The DNA Repository holds the physical DNA for the components that have been submitted by the user community and makes periodic distributions and ships out a complete set of components in the spring to the iGEM teams. It also responds to individual requests for components. The greatest challenge the Registry has is the contribution of high-quality well-documented components. Several community programs are being developed to encourage and reward these contributions. At the same time, we are increasing staff at the Registry to improve the quality of the information and DNA that we provide. We are developing a “Part Promotion Process” which will give ratings to parts and we have formed a quality control process that each part undergoes.
From the early days of synthetic biology, centralization of a catalog of parts has always been considered important so that a critical mass of infrastructure, contributions, and quality could be achieved.
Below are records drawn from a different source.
PR #3368, opened 2023-04-26
Bring back maven deployment process to GitHub

ehildenb:
This PR does:

- Reverts #3369 (to bring back broken maven deployment).
- Separate the Maven deployment process into its own step.
- Run Maven deployment on public github runner, to sidestep some issues with Docker.


ehildenb:
The `!!! debugging` commit needs to be reverted prior to merge.

PR #3373, opened 2023-04-27
Remove simplification rules which lift to ML

ana-pantilie:


Baltoli:
Closing as there's limited context and Ana is no longer at RV; can be reopened if needed.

Because the synthetic biology community comes from biology, chemistry, chemical engineering and computer science backgrounds, a single registry of parts, like a web site, represents the point of view of a select group of researchers and would fall short of the needs of some groups. We have therefore established the idea of a Web of Registries based on common data interchange formats and ontologies. The development of what is called Internet 2 is based on distribution of content across many sources and an integration of this information by the user interface.
Additionally and importantly, to guide the development of the Registy at MIT and the Web of Registries, (including the JBEI Registry) in areas such as usability, features, tools, the parts data presented, etc., we will establish a Registry Steering/Advisory Committee, to be drawn from the registry user community, to meet periodically to identify and prioritize the goals and activities of the registry groups during future years.